After locating the line that contains "(diff shortened: 1 of 12 files shown)" in the records below, write out exactly that line and each line after it through the one that contains "The first commit", and nothing else.

Stored items
------------------------------

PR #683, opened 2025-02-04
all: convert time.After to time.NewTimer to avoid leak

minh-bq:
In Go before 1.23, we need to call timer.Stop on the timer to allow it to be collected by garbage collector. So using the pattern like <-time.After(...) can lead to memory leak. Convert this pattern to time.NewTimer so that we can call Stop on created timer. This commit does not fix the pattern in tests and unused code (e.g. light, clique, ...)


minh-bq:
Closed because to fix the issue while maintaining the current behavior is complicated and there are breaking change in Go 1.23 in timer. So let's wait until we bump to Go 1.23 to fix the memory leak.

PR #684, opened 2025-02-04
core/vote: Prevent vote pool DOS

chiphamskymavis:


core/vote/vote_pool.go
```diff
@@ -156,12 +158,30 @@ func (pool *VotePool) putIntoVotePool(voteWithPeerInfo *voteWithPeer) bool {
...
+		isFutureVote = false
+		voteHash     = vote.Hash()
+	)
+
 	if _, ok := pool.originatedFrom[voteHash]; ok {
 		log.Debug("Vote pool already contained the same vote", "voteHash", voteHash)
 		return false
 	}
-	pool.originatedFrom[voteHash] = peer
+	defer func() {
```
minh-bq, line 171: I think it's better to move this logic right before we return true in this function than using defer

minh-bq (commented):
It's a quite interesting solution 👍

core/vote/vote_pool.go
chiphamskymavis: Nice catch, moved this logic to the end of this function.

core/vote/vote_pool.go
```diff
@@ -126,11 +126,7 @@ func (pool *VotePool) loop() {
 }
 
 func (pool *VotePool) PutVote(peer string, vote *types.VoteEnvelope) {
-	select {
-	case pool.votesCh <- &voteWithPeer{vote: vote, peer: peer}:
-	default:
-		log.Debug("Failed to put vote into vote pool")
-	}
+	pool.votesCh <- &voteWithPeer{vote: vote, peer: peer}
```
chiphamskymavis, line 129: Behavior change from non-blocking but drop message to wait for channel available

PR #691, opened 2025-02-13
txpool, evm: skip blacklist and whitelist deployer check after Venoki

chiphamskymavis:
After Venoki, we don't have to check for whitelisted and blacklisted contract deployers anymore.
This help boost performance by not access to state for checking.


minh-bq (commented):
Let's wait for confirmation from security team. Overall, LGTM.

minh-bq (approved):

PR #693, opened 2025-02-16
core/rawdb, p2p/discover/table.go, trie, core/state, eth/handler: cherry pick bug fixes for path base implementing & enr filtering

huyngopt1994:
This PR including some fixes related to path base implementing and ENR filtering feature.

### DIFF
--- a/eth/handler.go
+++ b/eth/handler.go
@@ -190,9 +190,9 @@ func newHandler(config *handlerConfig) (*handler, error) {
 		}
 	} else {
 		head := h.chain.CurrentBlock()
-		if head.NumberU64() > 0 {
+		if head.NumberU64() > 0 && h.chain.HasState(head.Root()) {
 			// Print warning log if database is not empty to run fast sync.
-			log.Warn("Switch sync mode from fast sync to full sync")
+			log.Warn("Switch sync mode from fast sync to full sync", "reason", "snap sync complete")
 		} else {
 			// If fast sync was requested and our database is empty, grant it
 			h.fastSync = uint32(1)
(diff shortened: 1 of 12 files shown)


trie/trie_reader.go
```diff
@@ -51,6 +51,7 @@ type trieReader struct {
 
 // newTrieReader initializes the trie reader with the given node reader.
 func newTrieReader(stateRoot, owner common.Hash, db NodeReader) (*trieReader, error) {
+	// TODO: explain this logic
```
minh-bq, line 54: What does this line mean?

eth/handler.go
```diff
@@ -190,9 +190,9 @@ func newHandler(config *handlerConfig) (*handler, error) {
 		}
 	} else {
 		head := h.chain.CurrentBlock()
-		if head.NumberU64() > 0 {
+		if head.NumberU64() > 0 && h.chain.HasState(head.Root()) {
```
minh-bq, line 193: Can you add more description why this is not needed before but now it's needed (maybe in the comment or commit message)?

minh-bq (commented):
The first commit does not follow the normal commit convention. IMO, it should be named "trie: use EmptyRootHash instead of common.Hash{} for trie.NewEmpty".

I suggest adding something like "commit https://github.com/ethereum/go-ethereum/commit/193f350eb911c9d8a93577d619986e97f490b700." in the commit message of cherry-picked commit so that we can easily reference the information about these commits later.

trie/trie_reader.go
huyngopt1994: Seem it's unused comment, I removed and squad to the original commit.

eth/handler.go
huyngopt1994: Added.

------------------------------

**WRITTEN SOLUTION:**
(diff shortened: 1 of 12 files shown)


trie/trie_reader.go
```diff
@@ -51,6 +51,7 @@ type trieReader struct {
 
 // newTrieReader initializes the trie reader with the given node reader.
 func newTrieReader(stateRoot, owner common.Hash, db NodeReader) (*trieReader, error) {
+	// TODO: explain this logic
```
minh-bq, line 54: What does this line mean?

eth/handler.go
```diff
@@ -190,9 +190,9 @@ func newHandler(config *handlerConfig) (*handler, error) {
 		}
 	} else {
 		head := h.chain.CurrentBlock()
-		if head.NumberU64() > 0 {
+		if head.NumberU64() > 0 && h.chain.HasState(head.Root()) {
```
minh-bq, line 193: Can you add more description why this is not needed before but now it's needed (maybe in the comment or commit message)?

minh-bq (commented):
The first commit does not follow the normal commit convention. IMO, it should be named "trie: use EmptyRootHash instead of common.Hash{} for trie.NewEmpty".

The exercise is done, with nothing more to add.